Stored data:
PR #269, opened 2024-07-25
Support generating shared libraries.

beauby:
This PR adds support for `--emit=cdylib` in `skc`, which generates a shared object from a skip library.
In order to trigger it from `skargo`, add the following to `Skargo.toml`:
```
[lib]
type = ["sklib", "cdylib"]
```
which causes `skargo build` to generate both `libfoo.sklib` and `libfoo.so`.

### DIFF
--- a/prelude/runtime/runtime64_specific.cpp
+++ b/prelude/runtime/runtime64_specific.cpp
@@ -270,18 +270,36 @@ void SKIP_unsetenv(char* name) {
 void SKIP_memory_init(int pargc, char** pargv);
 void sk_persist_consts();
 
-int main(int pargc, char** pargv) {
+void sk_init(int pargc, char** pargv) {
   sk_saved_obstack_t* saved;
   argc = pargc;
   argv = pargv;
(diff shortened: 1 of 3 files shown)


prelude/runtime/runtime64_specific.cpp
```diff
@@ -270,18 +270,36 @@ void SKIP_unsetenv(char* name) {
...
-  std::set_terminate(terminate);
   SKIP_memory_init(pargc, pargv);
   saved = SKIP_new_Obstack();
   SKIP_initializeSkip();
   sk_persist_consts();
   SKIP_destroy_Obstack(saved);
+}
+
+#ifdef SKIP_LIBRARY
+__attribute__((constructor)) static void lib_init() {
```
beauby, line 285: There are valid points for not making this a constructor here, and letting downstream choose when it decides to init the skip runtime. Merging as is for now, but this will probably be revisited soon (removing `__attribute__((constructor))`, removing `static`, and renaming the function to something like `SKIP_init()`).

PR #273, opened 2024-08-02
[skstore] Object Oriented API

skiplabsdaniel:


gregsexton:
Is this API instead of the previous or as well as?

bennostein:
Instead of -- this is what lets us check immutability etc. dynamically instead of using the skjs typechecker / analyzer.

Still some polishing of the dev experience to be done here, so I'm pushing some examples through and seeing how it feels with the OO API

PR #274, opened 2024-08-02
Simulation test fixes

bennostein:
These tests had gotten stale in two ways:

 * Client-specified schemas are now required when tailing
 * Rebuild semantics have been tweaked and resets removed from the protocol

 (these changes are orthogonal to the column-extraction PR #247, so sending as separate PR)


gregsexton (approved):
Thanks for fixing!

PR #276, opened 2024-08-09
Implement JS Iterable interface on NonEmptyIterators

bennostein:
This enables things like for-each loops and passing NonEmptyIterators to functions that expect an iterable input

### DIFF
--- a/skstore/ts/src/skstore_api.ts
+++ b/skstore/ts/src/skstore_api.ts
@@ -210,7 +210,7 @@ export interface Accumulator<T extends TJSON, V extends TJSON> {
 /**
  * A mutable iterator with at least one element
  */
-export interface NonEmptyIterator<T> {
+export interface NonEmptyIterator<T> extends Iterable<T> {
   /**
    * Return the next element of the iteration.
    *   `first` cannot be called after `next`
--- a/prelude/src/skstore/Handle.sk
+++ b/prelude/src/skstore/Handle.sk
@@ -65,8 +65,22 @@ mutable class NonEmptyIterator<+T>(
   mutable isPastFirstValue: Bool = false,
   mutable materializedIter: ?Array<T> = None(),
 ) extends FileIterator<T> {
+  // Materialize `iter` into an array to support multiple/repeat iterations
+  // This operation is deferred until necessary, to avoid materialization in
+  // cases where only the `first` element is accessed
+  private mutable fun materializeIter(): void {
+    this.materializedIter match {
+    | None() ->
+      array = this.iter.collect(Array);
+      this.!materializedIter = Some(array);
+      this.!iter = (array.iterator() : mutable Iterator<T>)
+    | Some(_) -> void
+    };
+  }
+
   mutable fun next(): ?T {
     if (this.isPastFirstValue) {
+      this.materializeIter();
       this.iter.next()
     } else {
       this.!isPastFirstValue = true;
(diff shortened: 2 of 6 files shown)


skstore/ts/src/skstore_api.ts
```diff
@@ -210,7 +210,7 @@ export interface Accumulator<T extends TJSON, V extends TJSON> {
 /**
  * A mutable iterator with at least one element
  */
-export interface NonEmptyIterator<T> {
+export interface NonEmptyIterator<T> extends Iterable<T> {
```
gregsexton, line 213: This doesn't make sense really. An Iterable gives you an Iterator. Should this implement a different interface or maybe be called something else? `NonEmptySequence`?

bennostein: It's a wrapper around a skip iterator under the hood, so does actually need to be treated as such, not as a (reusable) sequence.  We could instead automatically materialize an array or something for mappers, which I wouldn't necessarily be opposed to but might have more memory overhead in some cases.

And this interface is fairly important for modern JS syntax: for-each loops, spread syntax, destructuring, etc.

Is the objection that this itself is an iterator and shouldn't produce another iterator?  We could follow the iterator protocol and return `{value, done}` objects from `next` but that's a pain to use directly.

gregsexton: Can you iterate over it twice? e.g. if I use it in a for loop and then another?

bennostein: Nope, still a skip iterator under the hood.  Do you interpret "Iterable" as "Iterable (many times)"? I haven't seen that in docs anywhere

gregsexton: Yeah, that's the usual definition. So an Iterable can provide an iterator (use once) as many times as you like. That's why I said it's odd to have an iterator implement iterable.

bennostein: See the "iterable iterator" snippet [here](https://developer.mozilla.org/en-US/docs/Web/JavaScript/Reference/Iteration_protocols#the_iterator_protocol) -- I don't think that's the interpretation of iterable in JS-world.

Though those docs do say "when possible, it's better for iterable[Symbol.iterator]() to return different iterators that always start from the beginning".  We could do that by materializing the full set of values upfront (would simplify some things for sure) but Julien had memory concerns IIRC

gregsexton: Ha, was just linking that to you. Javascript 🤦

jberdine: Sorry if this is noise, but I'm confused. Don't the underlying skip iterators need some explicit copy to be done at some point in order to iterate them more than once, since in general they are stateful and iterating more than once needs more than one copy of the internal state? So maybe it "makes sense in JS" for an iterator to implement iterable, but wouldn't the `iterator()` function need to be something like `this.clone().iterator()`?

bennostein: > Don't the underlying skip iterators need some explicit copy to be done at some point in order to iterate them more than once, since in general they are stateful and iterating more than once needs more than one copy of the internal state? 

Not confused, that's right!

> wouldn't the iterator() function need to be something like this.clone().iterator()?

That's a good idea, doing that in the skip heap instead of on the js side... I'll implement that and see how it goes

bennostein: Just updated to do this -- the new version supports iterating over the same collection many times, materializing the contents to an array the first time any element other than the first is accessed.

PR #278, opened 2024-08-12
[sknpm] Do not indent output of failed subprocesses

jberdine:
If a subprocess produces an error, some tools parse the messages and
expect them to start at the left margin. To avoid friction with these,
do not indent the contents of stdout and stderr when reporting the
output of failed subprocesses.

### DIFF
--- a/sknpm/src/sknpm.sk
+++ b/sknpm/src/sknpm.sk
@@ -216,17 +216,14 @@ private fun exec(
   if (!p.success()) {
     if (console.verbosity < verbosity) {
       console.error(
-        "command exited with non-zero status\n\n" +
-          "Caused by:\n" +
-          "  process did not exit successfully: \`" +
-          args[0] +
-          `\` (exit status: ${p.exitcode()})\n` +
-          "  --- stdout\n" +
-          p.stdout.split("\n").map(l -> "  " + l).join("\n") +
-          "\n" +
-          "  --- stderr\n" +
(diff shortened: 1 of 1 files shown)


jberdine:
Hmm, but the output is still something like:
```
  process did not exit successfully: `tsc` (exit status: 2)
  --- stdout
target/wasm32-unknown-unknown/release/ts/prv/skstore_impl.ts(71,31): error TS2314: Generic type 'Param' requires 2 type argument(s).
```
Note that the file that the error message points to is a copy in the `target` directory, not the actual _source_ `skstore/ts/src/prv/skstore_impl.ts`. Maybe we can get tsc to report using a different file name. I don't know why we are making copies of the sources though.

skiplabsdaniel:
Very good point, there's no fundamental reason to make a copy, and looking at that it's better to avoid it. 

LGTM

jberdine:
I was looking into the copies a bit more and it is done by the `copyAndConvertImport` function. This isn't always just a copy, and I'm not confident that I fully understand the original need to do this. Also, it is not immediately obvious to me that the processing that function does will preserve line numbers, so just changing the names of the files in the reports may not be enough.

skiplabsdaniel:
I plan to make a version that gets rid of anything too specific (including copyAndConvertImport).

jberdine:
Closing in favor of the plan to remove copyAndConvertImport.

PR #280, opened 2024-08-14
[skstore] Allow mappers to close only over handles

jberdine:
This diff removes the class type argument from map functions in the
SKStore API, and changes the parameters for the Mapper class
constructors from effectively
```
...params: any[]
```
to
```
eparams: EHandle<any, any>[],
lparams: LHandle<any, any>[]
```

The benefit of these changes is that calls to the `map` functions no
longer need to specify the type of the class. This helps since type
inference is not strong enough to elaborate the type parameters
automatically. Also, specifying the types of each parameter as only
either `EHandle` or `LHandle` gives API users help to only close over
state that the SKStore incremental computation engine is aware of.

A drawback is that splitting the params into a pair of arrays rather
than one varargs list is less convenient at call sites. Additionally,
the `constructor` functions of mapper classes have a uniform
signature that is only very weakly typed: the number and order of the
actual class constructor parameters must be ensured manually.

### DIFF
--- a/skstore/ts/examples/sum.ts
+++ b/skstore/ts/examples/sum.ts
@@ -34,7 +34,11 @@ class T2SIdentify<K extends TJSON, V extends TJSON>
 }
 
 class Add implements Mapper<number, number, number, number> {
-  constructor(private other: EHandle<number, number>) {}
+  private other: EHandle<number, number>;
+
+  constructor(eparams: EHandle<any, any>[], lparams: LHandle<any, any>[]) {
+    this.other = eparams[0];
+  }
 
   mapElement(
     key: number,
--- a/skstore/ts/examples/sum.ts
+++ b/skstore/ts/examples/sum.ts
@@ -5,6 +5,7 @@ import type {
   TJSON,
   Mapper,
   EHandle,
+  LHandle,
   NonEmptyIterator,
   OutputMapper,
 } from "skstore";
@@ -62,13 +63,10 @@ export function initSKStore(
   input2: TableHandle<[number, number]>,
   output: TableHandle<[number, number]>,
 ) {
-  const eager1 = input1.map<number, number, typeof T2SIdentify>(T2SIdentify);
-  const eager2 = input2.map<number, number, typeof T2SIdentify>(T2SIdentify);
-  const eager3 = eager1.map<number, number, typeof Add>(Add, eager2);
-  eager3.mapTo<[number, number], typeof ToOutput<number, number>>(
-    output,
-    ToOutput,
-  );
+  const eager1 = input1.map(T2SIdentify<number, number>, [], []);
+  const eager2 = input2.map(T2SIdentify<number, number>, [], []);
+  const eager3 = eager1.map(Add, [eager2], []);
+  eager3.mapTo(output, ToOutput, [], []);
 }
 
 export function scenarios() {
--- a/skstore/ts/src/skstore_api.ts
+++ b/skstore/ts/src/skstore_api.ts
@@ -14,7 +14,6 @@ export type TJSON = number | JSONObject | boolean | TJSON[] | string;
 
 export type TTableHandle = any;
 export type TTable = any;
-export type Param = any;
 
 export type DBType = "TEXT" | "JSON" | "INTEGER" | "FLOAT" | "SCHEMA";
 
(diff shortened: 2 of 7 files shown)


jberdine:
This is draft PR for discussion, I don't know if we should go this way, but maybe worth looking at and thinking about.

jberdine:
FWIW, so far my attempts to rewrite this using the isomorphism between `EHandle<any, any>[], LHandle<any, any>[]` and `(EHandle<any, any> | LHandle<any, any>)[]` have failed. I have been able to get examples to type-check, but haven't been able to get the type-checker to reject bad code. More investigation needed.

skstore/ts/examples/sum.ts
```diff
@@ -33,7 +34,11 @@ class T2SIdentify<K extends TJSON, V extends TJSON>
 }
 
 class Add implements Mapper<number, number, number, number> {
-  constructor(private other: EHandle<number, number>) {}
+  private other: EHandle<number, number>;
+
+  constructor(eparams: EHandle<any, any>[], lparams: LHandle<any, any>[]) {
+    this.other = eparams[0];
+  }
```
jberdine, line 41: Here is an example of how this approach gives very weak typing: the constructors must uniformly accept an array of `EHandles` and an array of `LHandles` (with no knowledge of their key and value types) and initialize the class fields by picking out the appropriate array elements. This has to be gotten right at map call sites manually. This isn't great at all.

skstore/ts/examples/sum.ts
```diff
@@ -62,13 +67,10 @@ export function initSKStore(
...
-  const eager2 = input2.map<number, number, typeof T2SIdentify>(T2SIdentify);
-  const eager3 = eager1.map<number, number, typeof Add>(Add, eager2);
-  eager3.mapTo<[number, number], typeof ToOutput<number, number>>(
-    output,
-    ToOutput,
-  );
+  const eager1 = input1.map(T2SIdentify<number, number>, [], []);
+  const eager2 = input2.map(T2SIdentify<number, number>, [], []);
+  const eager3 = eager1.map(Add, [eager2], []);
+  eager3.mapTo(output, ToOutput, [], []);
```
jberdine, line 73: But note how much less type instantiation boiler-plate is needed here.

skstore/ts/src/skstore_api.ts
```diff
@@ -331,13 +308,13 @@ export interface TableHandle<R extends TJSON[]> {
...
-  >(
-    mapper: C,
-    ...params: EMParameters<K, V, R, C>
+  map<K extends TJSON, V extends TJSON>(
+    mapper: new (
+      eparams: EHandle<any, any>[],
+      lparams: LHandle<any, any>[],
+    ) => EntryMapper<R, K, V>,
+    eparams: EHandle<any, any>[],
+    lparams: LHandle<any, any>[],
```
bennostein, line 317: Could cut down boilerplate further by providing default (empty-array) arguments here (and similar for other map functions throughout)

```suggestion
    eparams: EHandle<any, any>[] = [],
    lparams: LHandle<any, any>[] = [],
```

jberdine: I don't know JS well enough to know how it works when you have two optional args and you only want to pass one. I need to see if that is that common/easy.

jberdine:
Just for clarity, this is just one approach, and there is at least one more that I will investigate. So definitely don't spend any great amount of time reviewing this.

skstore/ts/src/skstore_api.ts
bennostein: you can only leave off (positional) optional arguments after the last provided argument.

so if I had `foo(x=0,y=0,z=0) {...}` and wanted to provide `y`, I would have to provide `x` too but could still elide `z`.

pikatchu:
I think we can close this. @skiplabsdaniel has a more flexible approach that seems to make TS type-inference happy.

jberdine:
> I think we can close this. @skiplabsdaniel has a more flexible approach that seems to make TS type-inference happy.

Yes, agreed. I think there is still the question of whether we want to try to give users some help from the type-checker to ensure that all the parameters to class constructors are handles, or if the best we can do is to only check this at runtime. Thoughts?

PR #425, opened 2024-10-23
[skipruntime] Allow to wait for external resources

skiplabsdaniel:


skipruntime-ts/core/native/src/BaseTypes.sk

- **ABOUT THIS EXERCISE**
Whenever a line holds "stdout", it counts; state the total for the records and add nothing.

- **SOLUTION TO THIS EXERCISE**
4